PR #11091, opened 2021-11-29
[hailtop.batch] cloud agnostic copy and delete

danking:
Instead of using `gsutil` we use hailtop.aiotools.copy from the new `HAILGENETICS_HAIL_IMAGE`.  Previously, deploying the pip-versioned image was a manual asynchronous step that mostly happened in response to user requests.

1. Actually build and test hailgenetics/hail and hailgenetics/genetics on every build.
2. On deploy, push the newly built hailgenetics/hail and hailgenetics/genetics images to both docker hub and gcr.io/hail-vdc/
3. Provide the built-for-this-PR hailgenetics/hail as an env var to the tests.
4. By default use the hailgenetics/hail image for the currently published pip version for FS operations. Allow overriding by environment variable.
5. Remove now unnecessary publish-public-images.sh.


danking:
Ok, there were some issues with the local backend but I think that's resolved now.

hail/python/hailtop/batch/backend.py
```diff
@@ -184,18 +190,17 @@ def run_code(code):
...
+        requester_pays_project_json = orjson.dumps(batch.requester_pays_project).decode('utf-8')
 
         def copy_input(job, r):
             if isinstance(r, resource.InputResourceFile):
                 if r not in copied_input_resource_files:
                     copied_input_resource_files.add(r)
 
                     if r._input_path.startswith('gs://'):
-                        return [f'gsutil {requester_pays_project} cp -r {shq(r._input_path)} {shq(r._get_path(tmpdir))}']
+                        transfers_bytes = orjson.dumps([{"from": r._input_path, "to": r._get_path(tmpdir)}])
```
jigold, line 201: Do we still need the `if r._input_path.startswith('gs://'):` here or should this work everywhere now?

jigold (changes requested):
Overall this looks good. I need some food before I can take a closer look at the transfers for the hailtop.batch code.

hail/python/hailtop/batch/backend.py
jigold: bump

danking: It looks like, in the local backend, we sometimes use a symlink instead of a copy, so I tried to preserve that behavior. Admittedly, I didn't change the local-to-local-outside-docker to use copy tool, it just uses cp still.

jigold: ok. I think we'll want some global variable for the available schemes and check if the input path starts with one of the valid schemes.

hail/python/hailtop/batch/job.py
```diff
@@ -89,8 +89,8 @@ def __init__(self,
         self._job_id: Optional[int] = None
 
         self._inputs: Set[_resource.Resource] = set()
-        self._internal_outputs: Set[_resource.Resource] = set()
-        self._external_outputs: Set[_resource.Resource] = set()
+        self._internal_outputs: Set[_resource.ResourceFile] = set()
```
jigold, line 92: Are you sure this can't be a ResourceGroup or a PythonResult?

jigold (dismissed):

hail/python/hailtop/batch/backend.py
danking: Ah, sorry, I misunderstood your comment. Hmm. Yeah, you're right this should support hail-az, s3, and gs.

hail/python/hailtop/batch/job.py
danking: Yeah, you're right, this can also be a PythonResult, but AFAICT it is never a group. Groups add their constituent files to this variable.

hail/python/hailtop/batch/backend.py
danking: OK, here's a fix: https://github.com/hail-is/hail/pull/11091/commits/878177ab4363ddd5466790dce9d56d91d8af798b. If it has no scheme e.g. `/foo/bar`, then we presume its local. Otherwise, even `file:/`, we use the copy tool. That makes sense because `cp` doesn't understand `file:/` anyway.

hail/python/hailtop/batch/job.py
danking: Fixed.

danking:
@jigold, bump, it is passing

jigold (approved):

PR #11092, opened 2021-11-29
[batch] Infrastructure for billing with time and location varying resources

jigold:
I'd like your initial feedback before I start testing this on Azure. A substantially earlier version seemed to work fine on GCP with dev deploy.

The major conceptual change I made is a `resource` now contains a `prefix` and a `version`. The `resource_name` is just `{prefix}/{version}`. The prefixes for GCP are the same as they were before and don't vary by region. However, the new prefixes for Azure are region specific. The version is `1` for all current resources. 

I added a `latest_resource_versions` table that has the prefix mapped to the latest version. This is used to generate the current resource names.

There is a new CloudResourceManager that is in charge of managing the spot billing pricing cache and updating the prices in the cache and the database from the cloud provider's API. Since I couldn't easily rename resources to products everywhere in the database due to anonymous foreign key constraints, I had to rename the existing `CloudResourceManager` to `CloudDriverAPI`. Feel free to suggest a better name. The GCPResourceManager is a skeleton right now, but we'll have to flesh it out in the new year when GCP moves to spot billing with varying prices.

For the `AzureResourceManager`, I use a new pricing client to grab the latest vm and disk prices. I support all possible disk prices, but for now, I limited the VM query to just get the machine types we support right now. In the future, we could get all VM prices, but the query is around 40 seconds for that compared to 2 seconds now. I was worried if we had such a slow query that blocked driver startup, that would be bad and this is fine for now.

There are two classes I added: a `Resource` and a `Price`. The Price is only implemented for Azure and is used to store cost results from the pricing API. The resource has a couple of different mixin classes with an abstract method to generate the quantified resource depending on the type (ex: ComputeResourceMixin). Then there's `AzureDiskResource`, `AzureVMResource`, etc. I had to add a Resource specifically for external disks which made things a little more complicated because you don't know the size of the disk ahead of time. The reason for storing the resources in the InstanceConfig now is because we can change the implementation or add new products without breaking the billing for existing instances. I think this is a positive change and will give us more flexibility. I also worked hard to make sure the definition of a resource prefix was only defined in a consistent place for each resource type.

The `AzureExternalDiskResource` is complicated because we have to store all possible disk resource names that are current at the time of Instance creation for that disk family. This is because Azure charges different rates per disk type (ex: P20) and the cost per GiB is not consistent across products. Therefore, one job could use a P4 while another job uses a P50, so we have to store all disk types with their latest resource names.


danking (changes requested):

jigold:
Everything seems to be working. Ready for another look.

batch/batch/cloud/azure/resources.py
```diff
@@ -0,0 +1,228 @@
...
+                     location: str,
+                     redundancy_type: str = 'LRS',
+                     ) -> 'AzureDiskResource':
+        assert redundancy_type in ('LRS', 'ZRS'), redundancy_type
+
+        # Azure bills for specific disk sizes so we must round the storage_in_gib to the nearest power of two
+        disk = azure_disk_from_storage_in_gib(disk_type, storage_in_gib)
+        assert disk, f'disk_type={disk_type} storage_in_gib={storage_in_gib}'
+
+        prefix = AzureDiskResource.generate_prefix(disk.name, redundancy_type, location)
```
danking, line 44: I say this below, but I again find the term "prefix" obfuscating here. This is really the name of the kind/type of resource with the given disk type, redundancy type, and location. Then, on the next line, we say "get me the latest *fully versioned* resource of this name".

"generate_prefix" gives me the "kind" or "type" of resource which fits my needs. "latest_resource_name" finds the latest "version" of that "kind/type" of resource.

---

Hmm.

OK, here's a question: why are we concatenating the version into the resource's name in the database? That feels like the opposite of how databases are supposed to work. Each distinct piece of information should be in a column.

This feels more in the spirit of SQL and also less obfuscating of the difference between resource types and resource versions:

```sql
CREATE TABLE IF NOT EXISTS `resources` (
  `name` VARCHAR(100) NOT NULL,
  `version` VARCHAR(100) NOT NULL,
  `rate` DOUBLE NOT NULL,
   PRIMARY KEY (`name`, `version`)
 ) ENGINE = InnoDB;

 CREATE TABLE IF NOT EXISTS `latest_resource_versions` (
   `name` VARCHAR(100) NOT NULL,
   `version` VARCHAR(100) NOT NULL,
   PRIMARY KEY (`name`)
 ) ENGINE = InnoDB;
```

We should probably make name a `UNIQUE KEY`. That will ensure there's always exactly one latest version. We couldn't achieve that if we used a boolean flag on the resources table; therefore, I do like having two tables.

Now we can pervasively use the term "name" to refer to the kind/type of resource and "version" to refer to the version of it (which in the Azure case is always a date stamp).

batch/batch/cloud/azure/driver/billing_manager.py
```diff
@@ -0,0 +1,103 @@
...
+        resource_version_updates = []
+
+        for price in await fetch_prices(self.pricing_client, self.regions):
+            if isinstance(price, AzureVMPrice):
+                resource_prefix = AzureVMResource.generate_prefix(price.machine_type, price.preemptible, price.region)
+                latest_resource_rate = rate_instance_hour_to_fraction_msec(price.cost_per_hour, 1024)
+            else:
+                assert isinstance(price, AzureDiskPrice)
+                resource_prefix = AzureDiskResource.generate_prefix(price.disk_name, price.redundancy_type, price.region)
+                latest_resource_rate = rate_gib_month_to_mib_msec(price.cost_per_gib_month)
```
danking, line 59: When we use isinstance to switch between two classes, that's usually a sign we should use an abstract method instead. How does the code look if we have a `resource_prefix` method and a `resource_rate` method?

batch/batch/cloud/azure/resources.py
danking: We might even want a `VersionedResource` which is a pair of a version and a name. We could have a `VersionedRatedResource` which has a version, rate, and a name.

batch/batch/cloud/azure/driver/billing_manager.py
```diff
@@ -0,0 +1,103 @@
...
+
+            latest_resource_version = price.version
+            resource_name = resource_prefix_version_to_name(resource_prefix, latest_resource_version)
+
+            current_resource_rate = self.resource_rates.get(resource_name)
+            current_resource_version = self.resource_versions.latest_version(resource_prefix)
+
+            if current_resource_rate is None:
+                resource_updates.append((resource_name, latest_resource_rate))
+            elif abs(current_resource_rate - latest_resource_rate) >= 1E-20:
```
danking, line 69: In 2022, we need to sit down and think about why our rates are floating point numbers. This makes me deeply uncomfortable.

danking: Why can't this be equality? The latest resource rate and the current resource rate should absolutely be the exact same floating point number. How would they not be the same? Don't the latest and current both ultimately come from the database?

batch/batch/cloud/azure/driver/create_instance.py
```diff
@@ -38,10 +38,14 @@ def create_vm_config(
         subscription_id: str,
         resource_group: str,
         ssh_public_key: str,
+        max_price: Optional[float],
         instance_config: InstanceConfig,
 ) -> dict:
     _, cores = azure_machine_type_to_worker_type_and_cores(machine_type)
 
+    if max_price is not None and not preemptible:
+        log.exception(f'max price given for a nonpreemptible machine {max_price}')
```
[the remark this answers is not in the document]
danking: If we raise an exception, do we still need a log statement? The exception will propagate somewhere and get logged there? (I'm trying to fight the flood of exceptional logs we have).

batch/batch/cloud/azure/driver/pricing.py
```diff
@@ -0,0 +1,165 @@
...
+    time_updated: int
+
+    def is_current_price(self):
+        now = time_msecs()
+        return (now >= self.effective_start_date
+                and (self.effective_end_date is None or now <= self.effective_end_date))
+
+    @property
+    def version(self) -> str:
+        return datetime.datetime.utcfromtimestamp(self.effective_start_date / 1000).strftime('%Y-%m-%d')
```
danking, line 31: It makes me a bit uncomfortable that we throw away information here. Why don't we just use the actual effective_start_date in (it seems) milliseconds since the epoch as the version? I feel like there's all sorts of opportunities for confusion if Azure ever sends us a start date that's, say, at noon. Is there a guarantee in their documentation that the start date is always midnight or something?

batch/batch/cloud/azure/driver/pricing.py
```diff
@@ -0,0 +1,165 @@
...
+        preemptible = ('Spot' in sku_name)
+        vm_cost_per_hour = float(data['retailPrice'])
+
+        start_date = parse_timestamp_msecs(data['effectiveStartDate'])
+        end_date = parse_timestamp_msecs(data.get('effectiveEndDate'))
+
+        if sku_name in seen_vm_names:
+            seen_data = seen_vm_names[sku_name]
+            log.exception(f'already seen pricing for vm {sku_name}; {seen_data} vs {data}; aborting')
+            raise Exception()
```
danking, line 116: If we raise, why do we log? The caller is obligated to either handle the exception or log the issue. I want to reduce the amount of repeated exception logs we get. Also, shouldn't the exception include the error information?

batch/batch/cloud/azure/driver/pricing.py
```diff
@@ -0,0 +1,165 @@
...
+        seen_vm_names[sku_name] = data
+
+        vm_price = AzureVMPrice(machine_type, preemptible, region, vm_cost_per_hour, start_date, end_date)
+        prices.append(vm_price)
+
+    return prices
+
+
+async def get_managed_disk_prices_by_region(pricing_client: aioazure.AzurePricingClient, region: str) -> List[AzureDiskPrice]:
```
danking, line 125: prefer no get_ since it doesn't convey any extra information.

danking (changes requested):

batch/batch/cloud/azure/resources.py
jigold: I agree with you that when we created the database resources table, we should have added a version field. If we change the table structure, there's a couple of things that I worry about:

1. Backwards compatibility with old workers. This should be easy to fix
2. We'll have to figure out how to split the string in the resources table to get rid of the version (which is always 1 right now) which is not straightforward.
3. We'll also need to account for the aggregated_*_resources tables.

In all, I thought it was easier to do what I did and have the full name still in the database.

batch/batch/cloud/azure/driver/pricing.py
jigold: We can do the full timestamp. We might want a resource_versions table instead that contains when the version was added. That would fulfill the purpose of easily being able to tell what's going on.

However, you said something about not having a boolean field to say which is the latest version.

batch/batch/cloud/azure/resources.py
jigold: There actually is a function that we can use: `SUBSTRING_INDEX`

jigold: If you are okay with a huge migration (we should backup the database ahead of time!!!!) and we'll need to take Batch offline for a long time, then we can add the proper tables.

batch/sql/populate_latest_resource_versions.py
```diff
@@ -0,0 +1,32 @@
...
+    latest_versions = []
+    for resource in resources:
+        prefix, version = resource.rsplit('/', maxsplit=1)
+        latest_versions.append((prefix, version))
+
+    await db.execute_many('''
+INSERT INTO `latest_resource_versions` (prefix, version)
+VALUES (%s, %s)
+''',
+                          latest_versions)
```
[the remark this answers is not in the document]
jigold: I don't quite understand the `INSERT INTO ... FROM` part of your comment.

jigold:
So the nomenclature I settled on is we have a (product, version) = resource

Eventually, we can do the right thing with the tables.

danking (dismissed):
just a few more small things

batch/batch/cloud/azure/resources.py
```diff
@@ -0,0 +1,233 @@
...
+    def product_name(disk_product: str, redundancy_type: str, location: str) -> str:
+        return azure_disk_product(disk_product, redundancy_type, location)
+
+    @staticmethod
+    def from_dict(data: Dict[str, Any]) -> 'AzureExternalDiskResource':
+        assert data['type'] == AzureExternalDiskResource.TYPE
+        return AzureExternalDiskResource(data['disk_type'], data['location'], data['latest_disk_versions'])
+
+    @staticmethod
+    def new_resource(product_versions: ProductVersions,
```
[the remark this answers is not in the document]
jigold: Weird. I thought I did change this, but clearly I didn't.

batch/batch/cloud/azure/driver/billing_manager.py
```diff
@@ -0,0 +1,96 @@
...
+        @transaction(self.db)
+        async def insert_or_update(tx):
+            if resource_updates:
+                await tx.execute_many('''
+INSERT INTO `resources` (resource, rate)
+VALUES (%s, %s)
+''',
+                                      resource_updates)
+
+            if resource_version_updates:
```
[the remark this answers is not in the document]
jigold: Good catch!

batch/batch/driver/billing_manager.py
```diff
@@ -0,0 +1,73 @@
...
+        for product, old_version in self._product_versions.items():
+            new_version = data.get(product)
+            if new_version is None:
+                log.exception(f'product {product} does not appear in new data; keeping in product versions')
+                continue
+
+            if new_version != old_version:
+                log.info(f'updated product version for {product} from {old_version} to {new_version}')
+
+        if self._product_versions:
```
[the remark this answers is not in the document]
jigold: I was trying to distinguish between adding a new product to the database versus an empty data structure in Python on init that hasn't been populated from the database yet. Let me think if there's a better way to do this that's clearer.

batch/batch/resources.py
```diff
@@ -0,0 +1,109 @@
...
+                               worker_fraction_in_1024ths: int,
+                               external_storage_in_gib: int) -> Optional[QuantifiedResource]:
+        raise NotImplementedError
+
+    @abc.abstractmethod
+    def to_dict(self) -> dict:
+        raise NotImplementedError
+
+
+class DiskResourceMixin(Resource, abc.ABC):
```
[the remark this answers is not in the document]
jigold: It's meant to capture a disk that has a known size at creation time versus a disk where the size is unknown at creation time. For example, we know the boot disk image is 32 Gi in Azure, but we don't know what each user will mount until the caller wants to quantify the resource with the external storage amount.

I'll pick a better name.

jigold:
This is finally passing in both clouds.

danking (approved):

PR #11094, opened 2021-11-30
[batch] Fix validate_int function to not reraise

jigold:
I'm pretty sure this is why the session messages were gone when trying to configure the pools pages.


daniel-goldstein (changes requested):
linters seem to want you to use `from`. I don't actually know what the semantic difference is here. How come this will fix the error?

jigold:
I'm not sure, but it's the only difference I could find between session messages that worked on the front end and the messages not showing up from the driver. I want to test this explicitly, but my namespace is currently messed up in Azure with previous database changes.

daniel-goldstein (approved):

PR #11095, opened 2021-11-30
[hailgenetics] genetics

danking:
Restore the genetics image, which I removed from #11091 for expediency.


danking:
closing while I figure out the build time issue.

PR #11098, opened 2021-12-01
[batch] Add auth.hail to job /etc/hosts

daniel-goldstein:
Discovered in azure when it couldn't run the auth copy-paste token tests. We don't see this in google because we use Cloud DNS for resolving *.hail to internal gateway for private jobs (we use /etc/hosts and a public resolver for public jobs). In Azure I decided to forego azure dns and just use the /etc/hosts route for all of our jobs.

### DIFF
--- a/batch/Dockerfile.worker
+++ b/batch/Dockerfile.worker
@@ -66,3 +66,4 @@ COPY batch/batch /batch/batch/
 RUN hail-pip-install --no-deps /batch && rm -rf /batch
 
 COPY query/log4j.properties /
+COPY letsencrypt/subdomains.txt /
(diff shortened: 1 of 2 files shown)


daniel-goldstein:
If this works completely with azure we could drop GCP's Cloud DNS.

danking (dismissed):
This is great, but let's copy subdomains.txt in at build time so that we both use the complete list and don't duplicate the list. I think it will be a pretty easy change to this PR.

danking:
Man, you got some *weird* errors in this PR. Why is asyncio giving us a `None` for a loop?

danking (approved):

PR #11099, opened 2021-12-01
[atgu] Delete atgu site

daniel-goldstein:


danking (approved):
I'm unreasonably jealous of this +3 -1131 commit.

Carla confirmed we can delete it. @daniel-goldstein can you do that once this deploys?

PR #11100, opened 2021-12-01
[ci] Add image cleanup for PR runs in Azure

daniel-goldstein:
Implemented image untagging for image cleanup steps (like is done in GCR) for Azure. Since old layers still should be used for caching, this just removes the tag used for an image in a test build. We can then do something like [here](https://docs.microsoft.com/en-us/azure/container-registry/container-registry-auto-purge#run-in-an-on-demand-task) where you can purge untagged layers that are older than some number of weeks where we believe they're no longer relevant to the layer cache.

I also switched out the `registry-push-credentials` that CI uses to build images from the ACR admin login to CI's service principal and eliminated the admin login from the ACR terraform resource.

I dev deployed CI and manually verified after a deploy that a tag that was cleaned up no longer showed up in acr

### DIFF
--- a/ci/ci/build.py
+++ b/ci/ci/build.py
@@ -352,15 +352,37 @@ cat /home/user/trace
         )
 
     def cleanup(self, batch, scope, parents):
-        if CLOUD == 'azure':
-            log.warning('Image cleanup in ACR is not yet supported')
-            return
-        assert CLOUD == 'gcp'
-
         if scope == 'deploy' and self.publish_as and not is_test_deployment:
             return
 
-        script = f'''
+        if CLOUD == 'azure':
+            image = 'mcr.microsoft.com/azure-cli'
+            assert self.image.startswith(DOCKER_PREFIX)
+            image_name = self.image[len(f'{DOCKER_PREFIX}/') :]
+            script = f'''
+set -x
+date
+
+set +x
+USERNAME=$(cat /secrets/registry-push-credentials/credentials.json | jq -j '.appId')
+PASSWORD=$(cat /secrets/registry-push-credentials/credentials.json | jq -j '.password')
+TENANT=$(cat /secrets/registry-push-credentials/credentials.json | jq -j '.tenant')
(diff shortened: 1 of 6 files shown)


ci/ci/build.py
```diff
@@ -352,15 +352,37 @@ def build(self, batch, code, scope):
...
+date
+
+set +x
+USERNAME=$(cat /secrets/registry-push-credentials/credentials.json | jq -j '.appId')
+PASSWORD=$(cat /secrets/registry-push-credentials/credentials.json | jq -j '.password')
+TENANT=$(cat /secrets/registry-push-credentials/credentials.json | jq -j '.tenant')
+az login --service-principal -u $USERNAME -p $PASSWORD --tenant $TENANT
+set -x
+
+until az acr repository untag -n {shq(DOCKER_PREFIX)} --image {shq(image_name)} || ! az acr repository show -n {shq(DOCKER_PREFIX)} --image {shq(image_name)}
```
jigold, line 373: Let's make sure there's a timeout on this build step of say 5 or 10 minutes.

ci/ci/build.py
```diff
@@ -352,15 +352,37 @@ def build(self, batch, code, scope):
...
-        assert CLOUD == 'gcp'
-
         if scope == 'deploy' and self.publish_as and not is_test_deployment:
             return
 
-        script = f'''
+        if CLOUD == 'azure':
+            image = 'mcr.microsoft.com/azure-cli'
+            assert self.image.startswith(DOCKER_PREFIX)
+            image_name = self.image[len(f'{DOCKER_PREFIX}/') :]
```
jigold, line 361: formatting here? Should there be the extra space before the colon?

jigold (dismissed):

ci/ci/build.py
daniel-goldstein: yes, `black` put it there.

jigold (approved):

PR #11102, opened 2021-12-01
[build.yaml] eliminate hail_query_gcs_path

danking:
After this deploys and we re-run terraform, I can remove the deprecated entry.

### DIFF
--- a/infra/azure/main.tf
+++ b/infra/azure/main.tf
@@ -306,6 +306,12 @@ resource "azurerm_storage_container" "batch_logs" {
   container_access_type = "private"
 }
 
+resource "azurerm_storage_container" "query" {
+  name                  = "query"
+  storage_account_name  = azurerm_storage_account.batch.name
+  container_access_type = "private"
+}
+
 resource "azurerm_role_assignment" "batch_batch_account_contributor" {
   scope                = azurerm_storage_account.batch.id
   role_definition_name = "Storage Blob Data Contributor"
--- a/query/deployment.yaml
+++ b/query/deployment.yaml
@@ -96,13 +96,13 @@ spec:
            - name: HAIL_QUERY_WORKER_IMAGE
              value: {{ query_image.image }}
 {% if deploy %}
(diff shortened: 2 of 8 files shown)


infra/azure/main.tf
```diff
@@ -306,6 +306,12 @@ resource "azurerm_storage_container" "batch_logs" {
   container_access_type = "private"
 }
 
+resource "azurerm_storage_container" "query" {
+  name                  = "query"
+  storage_account_name  = azurerm_storage_account.batch.name
+  container_access_type = "private"
+}
```
daniel-goldstein, line 313: As is, only the batch service principal will have access to this container. Do any other service accounts need access?

query/deployment.yaml
```diff
@@ -96,13 +96,13 @@ spec:
            - name: HAIL_QUERY_WORKER_IMAGE
              value: {{ query_image.image }}
 {% if deploy %}
-           - name: HAIL_QUERY_GCS_PATH
+           - name: HAIL_QUERY_STORAGE_UI
```
daniel-goldstein, line 99: nit: can move the name out of the `if` to avoid having to write the same name twice.

daniel-goldstein (changes requested):
Looks fine just a question about access control

infra/azure/main.tf
danking: No, in the long run Batch workers will fetch the JAR.

daniel-goldstein: In that case you'll need to give the batch worker managed identity access to the container

daniel-goldstein (dismissed):
See comment about batch worker permissions

infra/azure/main.tf
danking: This is a new container, not a new account. AFAIK, the batch worker already has access to the batch storage account.

daniel-goldstein: Ah, you're right! Never mind.

daniel-goldstein (approved):

PR #11103, opened 2021-12-01
[utils] Retry when rate limited

daniel-goldstein:
A little surprised there's no prior mention of 429's in here which made me think I might have put this in the wrong place but afaict this is the way we would retry when being rate limited.


danking (approved):
I think google might just go 503 service unavailable.

PR #11106, opened 2021-12-01
[query] Make flattened version of to_pandas work without Spark

johnc1231:
I might want collecting to pandas for plotting, so let's figure out how to completely avoid spark when going to Pandas.


johnc1231:
Temporarily closing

# Exercise prompt
Give back exactly the lines from the first line of the records through the line holding "Instead of using", including both of those lines and leaving out all others.

# Response to the exercise
PR #11091, opened 2021-11-29
[hailtop.batch] cloud agnostic copy and delete

danking:
Instead of using `gsutil` we use hailtop.aiotools.copy from the new `HAILGENETICS_HAIL_IMAGE`.  Previously, deploying the pip-versioned image was a manual asynchronous step that mostly happened in response to user requests.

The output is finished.